Behavioral tests are suggestive. Weight analysis is definitive.

If Rio is truly a merge of Nex and Qwen at some ratio α, then for every single weight tensor in the model, the relationship (Rio - Qwen) = α × (Nex - Qwen) must hold. This is a mathematical property of linear interpolation, and it's trivially verifiable by computing the mixing weight α and measuring collinearity.

Collinearity, expressed as cos_fit, measures how closely the deviation vectors align. For unrelated models in a billion-dimensional parameter space, cos_fit should be approximately zero. The directions are essentially orthogonal. For a genuine merge, cos_fit should be approximately one.

Nex-AGI's measurements across all 60 layers and every component of Rio's architecture:

Component	Mixing Weight (α)	Collinearity (cos_fit)
Routed experts (387B parameters, 60 layers)	0.571 ± 0.0016	0.993
lm_head (output head)	0.574	0.991
Attention (q/k/v/o, 15 full-attention layers)	~0.585	~0.986
Linear-attention projections (45 layers)	~0.586	~0.984

A collinearity of 0.98 to 0.99 across billions of parameters is not a statistical anomaly. It represents thousands of standard deviations from what you'd expect from unrelated models. The standard deviation of α across the expert blocks, just 0.0016, is remarkably tight. This is one model poured into another at a fixed ratio.

IMAGE:2

Why This Matters

Model merging is a legitimate technique in open-source AI. Libraries like mergekit make it straightforward to combine weights from different models at specified ratios. The community uses it to blend capabilities, create specialized variants, and build on top of existing work. There's nothing inherently wrong with releasing a merged model.
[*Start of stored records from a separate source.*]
PR #66, opened 2020-07-08
Added Availability Dao lnterface

apluscs:


GrantComm (approved):
LGTM

src/main/java/com/google/sps/data/AvailabilityDao.java
```diff
@@ -0,0 +1,35 @@
...
+
+import java.util.List;
+
+/**
+ * AvailabilityDao includes the basic methods anything managing Interviewer Availability entities
+ * must support.
+ */
+public interface AvailabilityDao {
+  // Returns a list of all Availability's ranging from minTime to maxTime of a user.
+  public List<Availability> getInRangeForUser(String email, String minTime, String maxTime);
```
meagancheese: If minTime and maxTime are UTC Strings, explicitly state that.

src/main/java/com/google/sps/data/AvailabilityDao.java
```diff
@@ -0,0 +1,35 @@
...
+
+  // Returns all Availability's across all users ranging from minTime to maxTime.
+  public List<Availability> getInRangeForAll(String minTime, String maxTime);
```
meagancheese: Same here.

src/main/java/com/google/sps/data/AvailabilityDao.java
```diff
@@ -0,0 +1,35 @@
...
+
+  // Puts an Availability object into storage.
+  public void put(Availability availability);
+
+  // Deletes all Availability's entities for a user ranging from minTime to maxTime.
```
meagancheese: Availability entities

meagancheese: Also, I thought with our current implementation this wouldn't depend on a min and max time but rather deletes all Availability entities.

meagancheese (changes requested):

src/main/java/com/google/sps/data/AvailabilityDao.java
apluscs: l feel adding more than one week is a high priority, something that's likely to get done. l want to prepare for that as much as possible.

meagancheese (approved):
LGTM

src/main/java/com/google/sps/data/AvailabilityDao.java
```diff
@@ -0,0 +1,38 @@
...
+  // Returns a list of all Availability's ranging from minTime to maxTime of a user.
+  // minTime and maxTime are UTC encodings.
+  public List<Availability> getInRangeForUser(String email, String minTime, String maxTime);
+
+  // Returns all Availability's across all users ranging from minTime to maxTime.
+  // minTime and maxTime are UTC encodings.  
+  public List<Availability> getInRangeForAll(String minTime, String maxTime);
+
+  // Puts an Availability object into storage.
+  public void put(Availability availability);
```
jalexanderqed: Please switch to create/update

jalexanderqed (changes requested):

src/main/java/com/google/sps/data/AvailabilityDao.java
```diff
@@ -0,0 +1,38 @@
...
+import java.util.List;
+
+/**
+ * AvailabilityDao includes the basic methods anything managing Interviewer Availability entities
+ * must support.
+ */
+public interface AvailabilityDao {
+  // Returns a list of all Availability's ranging from minTime to maxTime of a user.
+  // minTime and maxTime are UTC encodings.
+  public List<Availability> getInRangeForUser(String email, String minTime, String maxTime);
```
jalexanderqed: Like in ScheduledInterviewDao, there should be a `get(long id)` method for getting an availability object by its Datastore-created ID. You may not need it, but if these DAO objects ever inherit from a parent interface, they will all need a `get()` method.

jalexanderqed (changes requested):

src/main/java/com/google/sps/data/AvailabilityDao.java
apluscs: Since we're doing the delete and replace all strategy, we have no use for update. l will add create through.

src/main/java/com/google/sps/data/AvailabilityDao.java
```diff
@@ -0,0 +1,44 @@
...
+  public List<Availability> getInRangeForAll(String minTime, String maxTime);
+
+  // Returns the Availability entity with specified id.
+  public Optional<Availability> get(long id);
+
+  // Adds an Availability object into storage.
+  public void create(Availability availability);
+
+  // Updates the specified id with the new availability.
+  public Optional<Availability> update(long id, Availability availability);
```
jalexanderqed: `Availability` should have an ID field so that you are not required to pass this `id` parameter. That can be done in a separate PR since there is no implementation here. Just remove the `id` parameter.

jalexanderqed (changes requested):

src/main/java/com/google/sps/data/AvailabilityDao.java
```diff
@@ -0,0 +1,44 @@
...
+  public List<Availability> getInRangeForAll(long minTime, long maxTime);
+
+  // Returns the Availability entity with specified id.
+  public Optional<Availability> get(long id);
+
+  // Adds an Availability object into storage.
+  public void create(Availability availability);
+
+  // Updates the specified id with the new availability.
+  public Optional<Availability> update(Availability availability);
```
jalexanderqed: Why does this return something?

jalexanderqed (approved):

src/main/java/com/google/sps/data/AvailabilityDao.java
apluscs: lt shouldn't oops. l'll change it to void.

PR #71, opened 2020-07-09
Refactored PersonDao to use the create/update model.

apluscs:
This required changes in DatastorePersonDao and PersonServlet as well.

### DIFF
--- a/src/main/java/com/google/sps/data/DatastorePersonDao.java
+++ b/src/main/java/com/google/sps/data/DatastorePersonDao.java
@@ -44,7 +44,15 @@ public class DatastorePersonDao implements PersonDao {
    * We make an entity in Datastore with person's fields as properties and their email as the key.
    */
   @Override
-  public void put(Person person) {
+  public void create(Person person) {
+    datastore.put(personToEntity(person));
+  }
+
+  /**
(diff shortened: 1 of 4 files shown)


GrantComm (approved):
LGTM

src/main/java/com/google/sps/data/DatastorePersonDao.java
```diff
@@ -44,7 +44,15 @@ public DatastorePersonDao() {
...
-  public void put(Person person) {
+  public void create(Person person) {
+    datastore.put(personToEntity(person));
+  }
+
+  /**
+   * We update an entity in Datastore with person's fields as properties and their email as the key.
+   */
+  @Override
+  public void update(Person person) {
```
meagancheese, line 55: How is this updating? Does it replace the old one because they both have the same keys (email) ?

meagancheese (approved):
One q, but otherwise LGTM.

acmcarther (approved):

src/main/java/com/google/sps/data/DatastorePersonDao.java
apluscs: Yes, exactly.

PR #77, opened 2020-07-10
Creates a servlet that stores a scheduledInterview in Datastore

GrantComm:
Tested using hard-coded request in JavaScript (changes to JS files will go in separate pr)


src/main/java/com/google/sps/servlets/NewScheduledInterviewServlet.java
```diff
@@ -0,0 +1,63 @@
...
+
+package com.google.sps.servlets;
+
+import java.io.IOException;
+
+import javax.servlet.annotation.WebServlet;
+import javax.servlet.http.HttpServlet;
+import javax.servlet.http.HttpServletRequest;
+import javax.servlet.http.HttpServletResponse;
+
```
apluscs, line 27: Need to remove these blank lines.
https://google.github.io/styleguide/javaguide.html#s3.3-import-statements

src/main/java/com/google/sps/servlets/NewScheduledInterviewServlet.java
```diff
@@ -0,0 +1,63 @@
...
+    this.scheduledInterviewDao = scheduledInterviewDao;
+  }
+
+  // Sends the request's contents to Datastore in the form of a new ScheduledInterview.
+  @Override
+  public void doPost(HttpServletRequest request, HttpServletResponse response) throws IOException {
+    DateTimeFormatter formatter = DateTimeFormatter.ofPattern("d/MM/yyyy");
+    ScheduledInterview scheduledInterview =
+        ScheduledInterview.create(
+            0,
```
apluscs: Nit: l think Jack suggested -1, because 0 could still be a legit id in Datastore.

src/main/java/com/google/sps/servlets/NewScheduledInterviewServlet.java
```diff
@@ -0,0 +1,63 @@
...
+
+  // TODO: add a FakeScheduledInterviewDao class so this will become useful
+  public void init(ScheduledInterviewDao scheduledInterviewDao) {
+    this.scheduledInterviewDao = scheduledInterviewDao;
+  }
+
+  // Sends the request's contents to Datastore in the form of a new ScheduledInterview.
+  @Override
+  public void doPost(HttpServletRequest request, HttpServletResponse response) throws IOException {
+    DateTimeFormatter formatter = DateTimeFormatter.ofPattern("d/MM/yyyy");
```
apluscs: When is this ever used?

src/main/java/com/google/sps/servlets/NewScheduledInterviewServlet.java
```diff
@@ -0,0 +1,63 @@
...
+    ScheduledInterview scheduledInterview =
+        ScheduledInterview.create(
+            0,
+            new TimeRange(
+                Instant.parse(request.getParameter("startTime")),
+                Instant.parse(request.getParameter("endTime"))),
+            LocalDate.parse(request.getParameter("date")),
```
apluscs: Don't need date in Datastore, but that should be in another PR.

src/main/java/com/google/sps/servlets/NewScheduledInterviewServlet.java
```diff
@@ -0,0 +1,63 @@
...
+  }
+
+  // Sends the request's contents to Datastore in the form of a new ScheduledInterview.
+  @Override
+  public void doPost(HttpServletRequest request, HttpServletResponse response) throws IOException {
+    DateTimeFormatter formatter = DateTimeFormatter.ofPattern("d/MM/yyyy");
+    ScheduledInterview scheduledInterview =
+        ScheduledInterview.create(
+            0,
+            new TimeRange(
```
apluscs, line 49: Datastore can't represent TimeRange. What l'm doing with Availability is converting TimeRange's lnstants to longs using https://docs.oracle.com/javase/8/docs/api/java/time/Instant.html#toEpochMilli--

and storing longs in Datastore. 
l'm thinking on the front end we should have these longs stored in some data- attribute in the HTML and we just pass them in as longs here.
lt might honestly be more worth it to get some of the front end set up first, so we know what's being passed in exactly.

apluscs (changes requested):

src/main/java/com/google/sps/servlets/NewScheduledInterviewServlet.java
GrantComm: I'm currently storing the instants as strings in Datastore via the create method in DatastoreScheduledInterview.java but I can change them to longs instead

apluscs: Hm yeah it'd be better if it matched with Availability entities

src/main/java/com/google/sps/servlets/NewScheduledInterviewServlet.java
```diff
@@ -0,0 +1,56 @@
...
+import com.google.sps.data.ScheduledInterviewDao;
+import com.google.sps.data.TimeRange;
+import java.io.IOException;
+import java.time.Instant;
+import javax.servlet.annotation.WebServlet;
+import javax.servlet.http.HttpServlet;
+import javax.servlet.http.HttpServletRequest;
+import javax.servlet.http.HttpServletResponse;
+
+@WebServlet("/new-scheduled-interview")
```
apluscs, line 28: This is going to be used eventually to get a user's scheduled interviews as well right? So remove the `new-`

src/main/java/com/google/sps/servlets/NewScheduledInterviewServlet.java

What's problematic is labeling a merge as an "original" trained model. It misrepresents the work involved, obscures the provenance of the weights, and potentially violates the terms of models with restrictive licenses. If you merge Apache-licensed and proprietary weights, you need to understand and disclose the licensing implications.

This incident also highlights a growing tension in the open-source AI space. As model weights proliferate and merging tools improve, the barrier to creating "new" models drops. But the barrier to verifying originality remains relatively high. Nex-AGI had to run detailed weight-level analysis across billions of parameters to prove what their behavioral tests suggested.

The broader ecosystem needs better norms around disclosure. When someone releases a model, there should be clear documentation about whether it's trained from scratch, fine-tuned, or merged from existing weights. Weight provenance should be as transparent as code provenance.

IMAGE:3

The Verification Problem

Nex-AGI's analysis is thorough, but it also reveals something uncomfortable about the current state of open-source AI. Detecting a model merge requires access to the original weights, statistical expertise, and computational resources to run tensor-level comparisons across billions of parameters. Most users downloading a model from Hugging Face don't have the tools or knowledge to verify provenance claims.

This creates an asymmetry. It's easy to merge two models and relabel the result. It's hard to prove that's what happened. The community relies heavily on trust and self-reporting, which works until it doesn't.

Some possible mitigations exist. Watermarking techniques could embed attribution information directly in model weights. Standardized reporting formats could require disclosure of training methodology. Model cards could include more detailed provenance information. But none of these are widely adopted yet.

For now, incidents like this serve as a reminder that the open-source AI ecosystem is still figuring out its norms. The tools for creating models have outpaced the tools for verifying them. That gap will need to close as the stakes get higher and the models get more influential.

The Nex-AGI team has laid out their evidence clearly. The weight analysis is reproducible. The behavioral tests are straightforward. The conclusion, that Rio is a merge rather than an independently trained model, is well-supported. What happens next, whether IplanRIO responds, whether this changes how model releases are handled going forward, remains to be seen. But the mathematical evidence speaks for itself.